Words by Gareth B Jenkins.
The referendum has raised a lot of questions about Scotland’s (and Britain’s) future, but what about questions of the past; why did the union occur in the first place? The Act of Union, the legal document that brought England and Scotland together and formed Great Britain was signed in 1707, but it didn’t spring from nowhere.By September, a union that has existed for more than three centuries could come to an end. It won’t be a mutual break up, with only Scotland voting on whether to end the union. But how did we get here? Was Great Britain ever built to last or was it a marriage of convenience that no longer meets the needs of both parties?
When James VI of Scotland claimed the English crown following the death of Elizabeth I in 1603, England and Scotland were to share a monarch for the first time, but retain two separate parliaments. Did this change bring the two nations together?
“It is a contentious point,” says Dr Gabriel Glickman, Department of History at the University of Warwick. “At the top level of politics, rulers in England and Scotland recognised that they were affected by things that went on in the other country. The two kingdoms had repeatedly interfered in affairs across the border - trying to cultivate alliances among the elites in the other country.”
The 'natural' union
Interference took many forms. English kings had laid claim to the Scottish crown long into the fourteenth century and, during the 1560s, 70s and 80s, many in England felt that Mary, Queen of Scots, had a better right to the throne than Queen Elizabeth. The political elites of both countries were pretty similar – Scottish royal dynasties like the Bruces and the Stewarts were, like the English monarchs, Norman in origin, and the two monarchies intermarried.

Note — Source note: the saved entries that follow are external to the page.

Issue #266, opened 2021-03-26
Static spec doesn't differentiate between primary and foreign IDs


botanize:
No where in the spec is it clear what the rules are for ID fields. The only "documentation" is in the validators.

For example, it seems reasonable that `trip_id` would only need to be unique within the combination of service and route IDs in the `trips.txt` file (in SQL terms, `PRIMARY KEY (service_id, route_id, trip_id)`). However, validators tell me that `trip_id` is required to be unique within `trips.txt` regardless of the combination of other ID fields (`PRIMARY KEY (trip_id)`), but the other ID fields,  `route_id` and `service_id`, are not expected to be unique. 

Relying on implied rules results in further confusion. For example, the `service_id` ID is the only ID in `calendar_dates.txt`, but is not expected to be unique (`FOREIGN KEY (service_id)`), which you might expect if you assumed that an ID needs to be unique if it's the only ID, or if the ID name is a close match to the file name or file purpose. 

Maybe adapting language from relational databases, e.g. primary ID and foreign ID, would clarify the role of each ID in each file. If there are any examples where there is a multi-column primary key (multiple ID fields used to uniquely identify a row) and that constraint is expected by validators, it should be noted in the file information. 

For example, the spec for stop_times.txt could look like this:

```
### stop_times.txt

File: **Required**

PRIMARY KEY(trip_id, stop_sequence)

|  Field Name | Type | Required | Description |
|  ------ | ------ | ------ | ------ |
|  `trip_id` | foreign ID referencing `trips.trip_id` | **Required** | Identifies a trip.  |

```

scmcca:
This looks good to me! Any thoughts on turning this into a pull request to work through the details?

botanize:
Yep, happy to, but I'm working on getting my employer to sign a contributor agreement first.

abyrd:
Agreed, this is a good idea. I believe GTFS emerged historically as a text dump of a relational database, so relational concepts like primary keys are completely relevant. Especially since GTFS is often used by importing it back into a relational database.

IvanVolosyuk:
Trip id is supposed to be globally unique within a static feed regardless
of the routes they are in. A realtime update can specify only the trip_id
and it should be sufficient to identify the trip uniquely without
additional information.

mmorang:
[...]

PR #278, opened 2021-07-14
Add Primary and Foreign ID fields

botanize:
Re #266

- Define Primary ID and Foreign ID types
- Re-type existing IDs
- Add `Primary ID  (ID, ...)` to file introduction to clarify requirements to uniquely identify rows

### DIFF
--- a/gtfs/spec/en/reference.md
+++ b/gtfs/spec/en/reference.md
@@ -55,6 +55,8 @@ Presence conditions applicable to fields and files:
 - **Email** - An email address. <br> *Example: `example@example.com`*
 - **Enum** - An option from a set of predefined constants defined in the "Description" column. <br> *Example: The `route_type` field contains a `0` for tram, a `1` for subway...*
 - **ID** - An ID field value is an internal ID, not intended to be shown to riders, and is a sequence of any UTF-8 characters. Using only printable ASCII characters is recommended. IDs defined in one .txt file are often referenced in another .txt file. <br> *Example: The `stop_id` field in [stops.txt](#stopstxt) is a ID. The `stop_id` field in [stop_times.txt](#stop_timestxt) is an ID referencing `stops.stop_id`.*
+- **Primary ID** - An ID or set of IDs and fields that uniquely identify a row. <br> *Example: the `trip_id` and `stop_sequence` fields make the Primary ID of [stop_times.txt](#stop_timestxt).*
+- **Foreign ID** - An ID that references an ID in another .txt file. <br> *Example: The `stop_id` field in [stop_times.txt](#stop_timestxt) is a Foreign ID referencing `stops.stop_id`.*
 - **Language code** - An IETF BCP 47 language code. For an introduction to IETF BCP 47, refer to [http://www.rfc-editor.org/rfc/bcp/bcp47.txt](http://www.rfc-editor.org/rfc/bcp/bcp47.txt) and [http://www.w3.org/International/articles/language-tags/](http://www.w3.org/International/articles/language-tags/). <br> *Example: `en` for English, `en-US` for American English or `de` for German.*
 - **Latitude** - WGS84 latitude in decimal degrees. The value must be greater than or equal to -90.0 and less than or equal to 90.0. *<br> Example: `41.890169` for the Colosseum in Rome.*
 - **Longitude** - WGS84 longitude in decimal degrees. The value must be greater than or equal to -180.0 and less than or equal to 180.0. <br> *Example: `12.492269` for the Colosseum in Rome.*
@@ -122,9 +124,11 @@ The following example demonstrates how a field value would appear in a comma-del
 
 File: **Required**
 
+Primary ID (`agency_id`)
+
 |  Field Name | Type | Presence | Description |
 |  ------ | ------ | ------ | ------ |
-|  `agency_id` | ID | **Conditionally Required** | Identifies a transit brand which is often synonymous with a transit agency. Note that in some cases, such as when a single agency operates multiple separate services, agencies and brands are distinct. This document uses the term "agency" in place of "brand". A dataset may contain data from multiple agencies. <br><br>Conditionally Required:<br>- **Required** when the dataset contains data for multiple transit agencies. <br>- Optional otherwise. |
+|  `agency_id` | Primary ID | **Conditionally Required** | Identifies a transit brand which is often synonymous with a transit agency. Note that in some cases, such as when a single agency operates multiple separate services, agencies and brands are distinct. This document uses the term "agency" in place of "brand". A dataset may contain data from multiple agencies. <br><br>Conditionally Required:<br>- **Required** when the dataset contains data for multiple transit agencies. <br>- Optional otherwise. |
 |  `agency_name` | Text | **Required** | Full name of the transit agency. |
 |  `agency_url` | URL | **Required** | URL of the transit agency. |
 |  `agency_timezone` | Timezone | **Required** | Timezone where the transit agency is located. If multiple agencies are specified in the dataset, each must have the same `agency_timezone`. |
@@ -137,9 +141,11 @@ File: **Required**
 
 File: **Required**
 
+Primary ID (`stop_id`)
+
 |  Field Name | Type | Presence | Description |
 |  ------ | ------ | ------ | ------ |
-|  `stop_id` | ID | **Required** | Identifies a location: stop/platform, station, entrance/exit, generic node or boarding area (see `location_type`). <br><br>Multiple routes may use the same `stop_id`. |
+|  `stop_id` | Primary ID | **Required** | Identifies a location: stop/platform, station, entrance/exit, generic node or boarding area (see `location_type`). <br><br>Multiple routes may use the same `stop_id`. |
 |  `stop_code` | Text | Optional | Short text or a number that identifies the location for riders. These codes are often used in phone-based transit information systems or printed on signage to make it easier for riders to get information for a particular location. The `stop_code` can be the same as `stop_id` if it is public facing. This field should be left empty for locations without a code presented to riders. |
 |  `stop_name` | Text | **Conditionally Required** | Name of the location. Use a name that people will understand in the local and tourist vernacular.<br><br>When the location is a boarding area (`location_type=4`), the `stop_name` should contains the name of the boarding area as displayed by the agency. It could be just one letter (like on some European intercity railway stations), or text like “Wheelchair boarding area” (NYC’s Subway) or “Head of short trains” (Paris’ RER).<br><br>Conditionally Required:<br>- **Required** for locations which are stops (`location_type=0`), stations (`location_type=1`) or entrances/exits (`location_type=2`).<br>- Optional for locations which are generic nodes (`location_type=3`) or boarding areas (`location_type=4`).|
 |  `tts_stop_name` | Text | Optional | Readable version of the `stop_name`. See "Text-to-speech field" in the [Term Definitions](#term-definitions) for more. |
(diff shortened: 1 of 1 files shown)


scmcca:
@botanize Thanks for putting this together! Here are my suggestions and feedback.

**Style**
I wonder if it would be enough to simply indicate what the Primary ID is at the top of each file as suggested in this PR in the style of "Primary ID (field)". 

Currently in the proposal, the Primary ID is indicated at the top of each file and then again as a field type. This creates confusing instances where we are defining a Primary ID for the file, and then again as a related but separate concept per field. In simple cases these match, such as for routes.txt and `route_id`. But ambiguities/redundancies arise. For example, a Primary ID at the file level might contain Foreign ID type values as well as non-ID type values such as in stop_times.txt (`trip_id`, `stop_sequence`). Moreover, some ID fields do not fit in the "Primary" or "Foreign" concept such as `stops.zone_id`.

My suggestion is to only indicate what the Primary ID is at the file level, and do away with defining "Primary" or "Foreign" at the individual field levels (i.e., keep them as they were defined originally as "ID" or "ID referencing"). "Foreign" IDs are already clear IMHO with the phrase "ID referencing". 

I'm a fan of keeping the definitions of "Primary ID" and "Foreign ID" in the Field Types section of the documentation. 

**Tech**
- **The definition for "Foreign ID"** in the Field Types section should be edited to include ID referencing IDs in the same file (and not just in other files). An example of this would be `stops.parent_station`, which references `stops.stop_id` in the same stops.txt file.
- **fare_rules.txt**: No Primary ID was defined for this file. My interpretation is that the collection of all fields defined in a record in fare_rules.txt must be unique.
- **frequencies.txt**: The Primary ID should include `start_time` and `end_time` to yield Primary ID (`trip_id`, `start_time`, `end_time`). My understanding is that you can define successive time intervals for the same `trip_id` to define different frequencies throughout a trip. This would make Primary ID (`trip_id`) alone false.
- **transfers.txt**: The Primary ID should be defined as Primary ID (`from_stop_id`, `to_stop_id`).
- **pathways.txt**: The Primary ID should be defined as Primary ID ('pathway_id`, 'from_stop_id`, `to_stop_id`). If different pathways need to be defined for the same `from_stop_id` and `to_stop_id` pair to define different `pathway_mode`s, for example, a new `pathway_id` must be used. Correct me if I'm wrong!
- **translations.txt**:  I think the collection of all fields defined in a given record of translations.txt must be unique. Additionally, I think `record_id` should be of type "ID referencing".
- **feed_info.txt**: Is the implication of `feed_start_date` and `feed_end_date` that only 1 record is allowed in the feed_info.txt file? If so, this should be made clear in the file description.
- **attributions.txt**: Seems like the Primary ID here should be Primary ID (`attribution_id`, `organization_name`). In which case, `attribution_id` should have its presence changed to **Required**. This is perhaps a separate PR.

Let me know what you think and if I overlooked anything! Thanks.

botanize:
@scmcca thank you for the feedback! 

> I wonder if it would be enough to simply indicate what the Primary ID is at the top of each file as suggested in this PR in the style of "Primary ID (field)".
> 
> Currently in the proposal, the Primary ID is indicated at the top of each file and then again as a field type. This creates confusing instances where we are defining a Primary ID for the file, and then again as a related but separate concept per field. In simple cases these match, such as for routes.txt and route_id. But ambiguities/redundancies arise. For example, a Primary ID at the file level might contain Foreign ID type values as well as non-ID type values such as in stop_times.txt (trip_id, stop_sequence). Moreover, some ID fields do not fit in the "Primary" or "Foreign" concept such as stops.zone_id.
> 
> My suggestion is to only indicate what the Primary ID is at the file level, and do away with defining "Primary" or "Foreign" at the individual field levels (i.e., keep them as they were defined originally as "ID" or "ID referencing"). "Foreign" IDs are already clear IMHO with the phrase "ID referencing".

I intended the file-level and field-level Primary ID concepts to be identical. The file-level Primary ID uniquely identifies a row in the file, if there's only one field required to do that, that field is a Primary ID. Seeing that `trip_id` is of type Primary ID tells me that it is sufficient to uniquely identify a record, which is exactly the same information provided at the file-level, ```Primary ID (`trip_id`)```. When multiple fields (whether ID types or not) are required to identify a row, the file level Primary ID lists them all out, but it's possible that some of them are not IDs (`frequencies.start_time`) and others are plain IDs (`shapes.shape_id`), and some may be Foreign IDs (`frequencies.trip_id`). And I think it's helpful to know that `shapes.shape_id` isn't a Primary ID, despite it being pretty obvious, but the ID is named after the file, so one could assume otherwise.

While the existing language for foreign IDs (`ID referencing…`) is clear when the ID can reference only one field in one file, it fails when there's an ID that can reference a variety of IDs across files. For example, `translations.record_id` is a Foreign ID, but what it references isn't set in stone the way most of the foreign IDs are (like `stop_times.stop_id`). So I think it's more clear to mark that field as `Foreign ID` than `ID` or `ID referencing *`.


Thank you for the technical notes, I was unsure of the primary keys for many of these files, which was the motivation for the issue and pull request!

> * **fare_rules.txt**: No Primary ID was defined for this file. My interpretation is that the collection of all fields defined in a record in fare_rules.txt must be unique.

I think we could use ```Primary ID (`*`)``` to indicate that the combination of all provided fields must be unique, I could document that convention in the Field Type definition for Primary ID. Otherwise I can spell it out and list all of the fields as part of the primary ID.

> * **frequencies.txt**: The Primary ID should include `start_time` and `end_time` to yield Primary ID (`trip_id`, `start_time`, `end_time`). My understanding is that you can define successive time intervals for the same `trip_id` to define different frequencies throughout a trip. This would make Primary ID (`trip_id`) alone false.

That was also my understanding.

> * **pathways.txt**: The Primary ID should be defined as Primary ID ('pathway_id`, 'from_stop_id`, `to_stop_id`). If different pathways need to be defined for the same `from_stop_id` and `to_stop_id` pair to define different `pathway_mode`s, for example, a new `pathway_id` must be used. Correct me if I'm wrong!

Makes sense to me, do we know what any consumers of **pathways.txt** are doing?

> * **translations.txt**:  I think the collection of all fields defined in a given record of translations.txt must be unique. Additionally, I think `record_id` should be of type "ID referencing".

I label `record_id` as "Foreign ID", which means "ID referencing…". In this case it can reference a lot of different things, and that's explained well in the description, so I don't know what else to say here other than `Foreign ID`.

> * **feed_info.txt**: Is the implication of `feed_start_date` and `feed_end_date` that only 1 record is allowed in the feed_info.txt file? If so, this should be made clear in the file description.

I agree, my understanding is that this is a one-line file. I could add something like ```Primary ID (none)``` and replace the start of the file description with "This file contains a single row of…".

> * **attributions.txt**: Seems like the Primary ID here should be Primary ID (`attribution_id`, `organization_name`). In which case, `attribution_id` should have its presence changed to **Required**. This is perhaps a separate PR.

I don't know how consumers interpret this, OneBusAway, OpenTripPlanner and TransitClock don't seem to consume it. I used the "ID named after the file" heuristic to select the Primary ID, but now I see that it's not even a required field. I don't see anything to gain from requiring `attribution_id` to be unique only in combination with `organization_name`, I think it should become **Required** and become the Primary ID.

gtfs/spec/en/reference.md
```diff
@@ -178,16 +186,18 @@ File: **Required**
...
 
+Primary ID (`trip_id`)
+
 |  Field Name | Type | Presence | Description |
 |  ------ | ------ | ------ | ------ |
-|  `route_id` | ID referencing `routes.route_id` | **Required** | Identifies a route. |
-|  `service_id` | ID referencing `calendar.service_id` or `calendar_dates.service_id` | **Required** | Identifies a set of dates when service is available for one or more routes. |
-|  `trip_id` | ID | **Required** | Identifies a trip. |
+|  `route_id` | Foreign ID referencing `routes.route_id` | **Required** | Identifies a route. |
+|  `service_id` | Foreign ID referencing `calendar.service_id` or `calendar_dates.service_id` | **Required** | Identifies a set of dates when service is available for one or more routes. |
```
skinkie, line 194: This should be and/or. Because the file could contain either a normalised, normalised+exceptions, or denormalised setup.

gtfs/spec/en/reference.md
```diff
@@ -231,9 +243,11 @@ File: **Required**
 
 File: **Conditionally Required**
 
+Primary ID (`service_id`)
+
 |  Field Name | Type | Presence | Description |
 |  ------ | ------ | ------ |------ |
-|  `service_id` | ID | **Required** | Uniquely identifies a set of dates when service is available for one or more routes. Each `service_id` value can appear at most once in a [calendar.txt](#calendartxt) file. |
+|  `service_id` | Primary ID | **Required** | Uniquely identifies a set of dates when service is available for one or more routes. Each `service_id` value can appear at most once in a [calendar.txt](#calendartxt) file. |
```
skinkie, line 250: I disagree on this point. This is actually a foreign id pointing towards a not yet existing structure in GTFS: services. It is used as grouping. Technically one could argue that multiple ranges _could_ be supported.

botanize: I agree that that would be a reasonable interpretation, but the spec already states that ```Each `service_id` value can appear at most once in a [calendar.txt](#calendartxt) file.```, which is essentially the definition of "Primary ID". I think changing that part of the spec would require a separate pull-request.

skinkie: It is still not a primary key. Because it does not have to be in the file, if only calendar_dates.txt is delivered...

gtfs/spec/en/reference.md
botanize: I left the original phrasing of the field, only adding that it was a "Foreign" ID. At least in American usage "or" is taken to mean one, the other or both (like logical OR), and it seems pretty clear here that "or" isn't intended to mean "not both".

gtfs/spec/en/reference.md
botanize: Sure, calendar.txt is **Conditionally Required**, but doesn't change the fact that `service_id` is **Required** if calendar.txt is provided, and is allowed to appear at most once in calendar.txt, and that's what makes it a primary key for the file.

abyrd: Conceptually there is a set of services which is the union of all service IDs referenced in calendar or calendar_dates. But that's just a set of IDs with no other attached fields, so it can be implicit. I believe the original idea was that all services would be defined in calendar.txt and exceptions referencing those services in calendar_dates.txt, but in some systems this would yield services in calendar.txt with no active days, and an informal rule was made that any such service with no active days can be dropped. For robustness and consistency, it might have been better to just require these empty services to be defined anyway in calendar.txt but that's not the spec we have. Looking at it this way, `service_id` is the primary key of `calendar`, and is a foreign key in `calendar_dates` which is allowed to reference these implicit fully-inactive rows in `calendar`.

abyrd:
I definitely support clearly stating the primary keys of each table in GTFS. Overall the direction of this proposal seems good, but I share some of the same concerns as @scmcca, who says "This creates confusing instances where we are defining a Primary ID for the file, and then again as a related but separate concept per field."

This confusion arises because this PR is conflating the two distinct concepts of type and key. The primary key is a set of attributes, and every attribute has a type whether or not it is in the primary key. The fact that an attribute is a member of the primary key or not is independent of its type. It so happens that in GTFS we also have (retroactively) defined a type called ID. Primary keys often include fields of type ID, but when they are included in the primary key their type remains ID.

I like that the primary key is shown as a tuple at the top of each table definition. This will be immediately recognizable and understandable to anyone familiar with the relational model of data, including many people implementing GTFS consumer systems. I don't think it's contradictory or problematic to also flag which fields are members of the primary key or are foreign keys, but these should not be treated as types - doing so is likely to create subtle confusion. Either they should not be in the type column, or if they are placed in one of the existing columns for brevity, it should be clear they are just annotations and do not replace the values in that column.

I think the discussion of primary and foreign keys should also be moved out of the types list into a different section.

barbeau:
Note that primary and foreign keys have been defined in the canonical GTFS validator that MobilityData has been working on with input from the community. See the table schemas at:
https://github.com/MobilityData/gtfs-validator/tree/master/main/src/main/java/org/mobilitydata/gtfsvalidator/table

Primary keys are fields annotated with `@PrimaryKey`, and foreign keys are annotated with `@ForeignKey` and a definition of the field they are a foreign key to. For example, for trips.txt route_id is annotated with `@ForeignKey(table = "routes.txt", field = "route_id")`.

I'd suggest cross-checking this PR with that tool to see if there are any discrepancies.

scmcca:
> Based on the comments in the linked issue, the key on frequencies.txt should be trip_id + start_time, not trip_id alone, correct?

I can reiterate the suggestion I made earlier to have the primary key for frequencies.txt be (`trip_id`, `start_time`, `end_time`). Having the primary key only at (`trip_id`, `start_time`) would theoretically allow for multiple records with the same `trip_id` and `start_time` but with confounding `end_time`s. Maybe I'm missing something?

Also, it's a picky detail but to keep consistency should we be using [common nouns](https://www.grammarly.com/blog/common-noun/) for "primary key", "unique ID", and "foreign ID"? For example "Primary Key" would be "Primary key" at the top of each file and "unique ID" would be "Unique ID" in the Type column.

Otherwise LGTM.

botanize:
> I can reiterate the suggestion I made earlier to have the primary key for frequencies.txt be (`trip_id`, `start_time`, `end_time`). Having the primary key only at (`trip_id`, `start_time`) would theoretically allow for multiple records with the same `trip_id` and `start_time` but with confounding `end_time`s. Maybe I'm missing something?

I think it's actually the opposite. A primary key of (`trip_id`, `start_time`) means there can be only one row for any combination of `trip_id` and `start_time`. If you make the primary key (`trip_id`, `start_time`, `end_time`) you'd allow multiple rows with the same `trip_id` and `start_time` as long as they're disambiguated by `end_time`, which makes no sense to me.

scmcca:
@botanize That makes sense. Would that mean that the primary key would be equally correct if it were (`trip_id`, `end_time`)?

botanize:
Given that headways for the same trip must not overlap (see the description of `headway_secs`), either `start_time` or `end_time` could be used in combination with `trip_id` to make the primary key. However, it seems far more conventional to me to use the start time of the service.

Bertware:
Regarding transfers.txt: 

This PR would define (`from_stop_id`, `to_stop_id`) as the primary key, which would prevent us (Samtrafiken/Trafiklab) from extending this file with trip-to-trip transfer information as we do today. Right now we publish this data according to the [Google trip-to-trip transfer extension](https://developers.google.com/transit/gtfs/reference/gtfs-extensions#TripToTripTransfers), but this would become invalid as it would cause duplicate keys. The same functionality is included in [MBTA's transfers.txt extension](https://github.com/mbta/gtfs-documentation/blob/master/reference/gtfs.md#transferstxt). How should this be handled?

@mbta @paulswartz

paulswartz:
@Bertware internally, we use (`from_stop_id`, `to_stop_id`, `from_trip_id`, `to_trip_id`) as the unique key.

Bertware:
We use (`from_stop_id`, `to_stop_id`, `from_trip_id`, `to_trip_id`) as unique key as well, where `from_trip_id `and `to_trip_id `can be empty for normal (default) stop-to-stop transfers. I'm not sure if there are producers using the `from_route_id `and `to_route_id `fields. Should these fields be proposed in a separate issue and PR, and possibly included in the official spec, so they can be used as unique key in this PR?

skinkie:
> We use (`from_stop_id`, `to_stop_id`, `from_trip_id`, `to_trip_id`) as unique key as well, where `from_trip_id `and `to_trip_id `can be empty for normal (default) stop-to-stop transfers. I'm not sure if there are producers using the `from_route_id `and `to_route_id` fields. Should these fields (`from_trip_id`, `to_trip_id`, and possibly `from_route_id `, `to_route_id` if there are producers and consumers) be proposed in a separate issue and PR, and possibly included in the official spec, so they can be used as unique key in this PR?

I think this PR should not address it, but the trip-to-trip extension should.

Bertware:
Just checked the repository and there already is [an open PR for the trip-to-trip extension](https://github.com/google/transit/pull/32) #32 I was unaware of. Whichever gets merged in second should take the other into account, but if the trip-to-trip transfer proposal can be merged first we would prevent backwards compatibility issues (since this PR would declare (from_stop_id, to_stop_id) to be unique, while this would be undone if #32 gets merged after this one)

antrim:
Related: I closed PR #32. I think it makes sense to open a separate PR that's cleaner covering transfer rules for routes and trips, and in-seat transfers.

skinkie:
@antrim what was the reason not to resolve that in #32?

scmcca:
@skinkie @antrim Correct me if I'm wrong, but I think the decision to close #32 is because the PR would have to resolve conflicts by spec changes since 2016 and the will to continue #32 is simply no longer there by the advocate (it went stale before reopening, but no meaningful activity has continued despite momentum here). 

Since this proposal calls out the need for `transfers.from_trip_id` and `transfers.to_trip_id`, I suggest we open a new PR for trip-to-trip transfers to address the block we are currently facing here. Anyone want to advocate it? If not I can certainly do it to move the discussion along, but I wouldn't want to steal the PR glory from anyone who is more involved in the extension.

botanize:
I think the bigger issue is, what are you supposed to do if you develop a GTFS extension that violates a primary key described in this PR?

If the extension becomes part of the spec the primary key would be updated, but while it's a proprietary extension there would be a conflict between the extended feed and the spec.

We could just add something to the new Dataset Attributes subheading that says un-official extensions may change these relationships by adding new fields to the end of the table's primary key? That would prevent someone from extending `trips.txt` by adding `service_id` to the primary key, since `service_id` already exists in the spec. It would also allow adding `transfers.from_trip_id` and `transfers.to_trip_id` to the end of the primary key resulting in (`from_stop_id`, `to_stop_id`, `from_trip_id`, `to_trip_id`), which is backwards compatible with (`from_stop_id`, `to_stop_id`) in the sense that null values for `from_trip_id` and `to_trip_id` would mean that each `from_stop_id`, `to_stop_id` pair would need to be unique.

scmcca:
@botanize Do you have examples of other extensions where this problem presents itself? If so it would be useful to note them here. 

Otherwise, it seems that there is demand for `from_trip_id` and `to_trip_id` as an official part of the spec without causing problems here (if merged before this PR).

botanize:
I don't have any examples, but it seems bound to come up again at some point.

How long do we sit on this PR to try to get #32 or a substitute PR approved?

scmcca:
> but it seems bound to come up again at some point.

Agreed that this is a foreseeable issue. I can open a substitute PR tomorrow, at which point we'll have to let 7 discussion days pass followed by 7 days for voting. So we should be able to resume with #278 by early October.

scmcca:
@botanize #284 for trip-to-trip and route-to-route transfers has been merged. Feel free to move forward with defining the IDs for `transfers.txt` as discussed above.

botanize:
I ordered the fields in the transfers.txt key to keep the existing keys for producers of the extension compatible: (`from_stop_id`, `to_stop_id`, `from_trip_id`, `to_trip_id`, `from_route_id`, `to_route_id`)

@Bertware @paulswartz does this meet your needs?

Bertware:
@botanize looks good to me!

skinkie:
+1 OpenGeo

flocsy:
fare_rules.txt is a problem IMHO. Although mostly not because changes in this PR. However Primary key (`*`) would allow me to have N lines that define (fare_id, route_id, origin_id, destination_id, {contains_id_1, ...., contains_id_N}) (this is what we want to allow), but it also allows me to add another line: (fare_id, route_id, origin_id, destination_id, null), which makes no sense and I think it shouldn't be allowed. So maybe contains_id should be Conditionally Required with an explanation that is all the other fields equal between any two rows then contains_id is required.

Side note: However the bigger problem is that the current gtfs doesn't allow me to do this:
(fare_id, route_id, origin_id, destination_id, {contains_id_1, contains_id_2, contains_id_3})
(fare_id, route_id, origin_id, destination_id, {contains_id_1, contains_id_2})
Maybe we should start a separate discussion on how to solve this problem.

“James I began a propaganda campaign in 1603, arguing that England and Scotland shared so many interests, so many ideas, that it was the most natural and obvious thing to come together not just under one monarch, but under one parliament, one church, one currency, one system of law – in effect to be one nation.”
In 1604, James asked the English and Scottish parliaments to operate under the name ‘Great Britain’, referring to the project as a “perfect union, a blessed union... Reuniting of these two mightie, famous and ancient Kingdomes of England and Scotland, under one Imperiall Crowne.” The Union Jack was developed and flew from government buildings, royal residencies and royal vessels.
“James encapsulated this campaign in emotional terms,” says Gabriel. “Claiming that ‘I am the husband and all the whole Isle is my lawfull wife.’ James said that for a king to rule over two nations would be like a man having two wives – and bigamy was deemed to be as illegal and immoral then as it is now!”
James I was not alone in espousing the benefits of union – many writers and politicians sort to engender a British identity during the seventeenth century.
“The philosopher and scientist Francis Bacon, wanted to expunge the names England and Scotland and replace them with North and South Britain,” says Gabriel. “In the next generation, the poet Andrew Marvell commemorated the deaths of Scots who had fought in the armed forces under James I and his successors.”
Will you the Tweed that sullen bounder call.
Of soil, of wit, of manners, and of all?
Why draw you not, as well, the thrifty line
From Thames, Trent, Humber, or at least the Tyne?
The Loyall Scot, Andrew Marvell (1669)
“What he’s talking about here is the arbitrary nature of the border between England and Scotland, along the River Tweed,” says Gabriel. “And the absurdity of saying that it represented the demarcation of different manners, customs, morals and beliefs. Why should an inhabitant of Northumberland be seen as so distinct from someone living in Berwickshire? Was there not just as big a difference between the north and south of England?”
The arguments put forward by James I, Bacon, Marvell and others were that a union should be organic, the result of the peoples of one island embracing their shared experiences. “There would, in their eyes, always be pressures towards union, because union was so essentially and intrinsically natural,” explains Gabriel.
Unfamiliar territory
But even with these shared experiences there remained strong differences. Scotland and England retained different legal systems, different forms of university education and different religions (despite both being protestant, the Scottish Presbyterian Church and the Church of England differed on issues of ritual, hierarchy and theology).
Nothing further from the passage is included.